EXERCISE DIRECTIONS –
Nothing should be left out: write out the whole listing exactly.

DATA EXTRACT –
PR #588, opened 2023-08-14
Task resolved

read-my-code:
[DEMO LINK](https://read-my-code.github.io/react_redux-list-of-todos/)

### DIFF
--- a/src/App.tsx
+++ b/src/App.tsx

SOLUTION FOR THIS PROBLEM –
PR #588, opened 2023-08-14
Task resolved

read-my-code:
[DEMO LINK](https://read-my-code.github.io/react_redux-list-of-todos/)

### DIFF
--- a/src/App.tsx
+++ b/src/App.tsx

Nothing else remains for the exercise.